Your `work_fn` will be called once per job that you added with `addJob()`. It depends on promise resolution to know when the job is done, so make sure you return a promise!
Oxen will save the return of `work_fn` in the `result` field of the table.
If your jobs return large results, we recommend saving your actual result somewhere else in your infrastructure, and to return a small debugging marker such as "ok" or even `null` or `undefined`. This will keep the Oxen table from growing unnecessarily large.
If for any reason you want to stop processing jobs (for example, in the event of a graceful shutdown), call `ox.stopProcessing()`
All options that can be used with `process()`:
| option | required? | default | type | description |
| ------------------ | --------- | ------- | -------------- | --------------------------------------------------------------------------------------------------------------------------------------------------------------------------------------------------------------------------------------------------------------------------------------------------------------------------------------- |
| work_fn | required | N/A | Async Function | Your work function. It only takes one argument (here `job_body`), which is the body defined in `addJob()`. It must return a `Promise`. |
| concurrency | optional | 3 | Int | The number of jobs that Oxen will run at the same time. Higher numbers here allow Oxen to batch job fetches, increasing throughput. |
| timeout | optional | 60 | Int (seconds) | Jobs that don't return before the timeout elapses will be marked as failed. |
| recover_stuck_jobs | optional | true | Bool | If the process running Oxen is killed while jobs are still processing, jobs can get "stuck" in a processing state where Oxen no longer tries to run them. If `recover_stuck_jobs` is `true`, Oxen will check for stuck jobs every minute and put them back in a queued state. If it isn't safe to run a job twice, set this to `false`. |
### Performance
A few notes about Oxen's Performance.
* **important** Jobs are never removed from your database. It's up to you to clean them up when you no longer need their results or failure stacktraces. If you don't do this, your Oxen table may become very large! Even when very large (100GB+) it will still perform fine, but it becomes difficult to manually query anything that hasn't been carefully indexed.

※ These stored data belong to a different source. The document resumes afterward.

PR #1872, opened 2026-07-22
docs: Show documentation for `tket.extensions` module

### LINKED ISSUE #1844: Generated docs for tket extensions are empty
https://quantinuum.github.io/tket2/generated/tket.extensions.html#

cqc-alec:
Fixes #1844 .

I could not find any way to make sphinx's `autosummary` include the module-level constants (`argument` etc) imported from `tket_exts`, so this is a compromise soltution:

* Assuming instantaneously-finishing jobs, the max throughput of Oxen depends on your `concurrency` and `fastest_polling_rate`. Since Oxen batches job fetches with a size of `concurrency`, an instance polling 10 times per second with a `concurrency` of 3 will at the maximum run 30 jobs per second. That said, if your jobs are so quick that you're limited by Oxen itself, Oxen may not be right for you.
* Oxen will never query for another set of jobs if the previous query still hasn't returned. Nor will it try to query any more jobs if the there aren't any available `concurrency` slots. This means that you can set a very aggressive `fastest_polling_rate` without hobbling your database -- a `fastest_polling_rate` of 2ms will never actually poll every 2ms, since mysql just doesn't query that fast!
* Thanks to the `polling_backoff_rate`, queues without any jobs will quickly go back to their `slowest_polling_rate`. At at `slowest_polling_rate` of `10000`, Oxen will only query your database every 10 seconds. This means that after a period of inactivity, Oxen may take up to 10 seconds to start any new jobs that are added.
### Internals
A big part of Oxen's appeal is that you can query it for your own uses. At the minimum, you'll probably want to query jobs for their **results** or **failure** messages.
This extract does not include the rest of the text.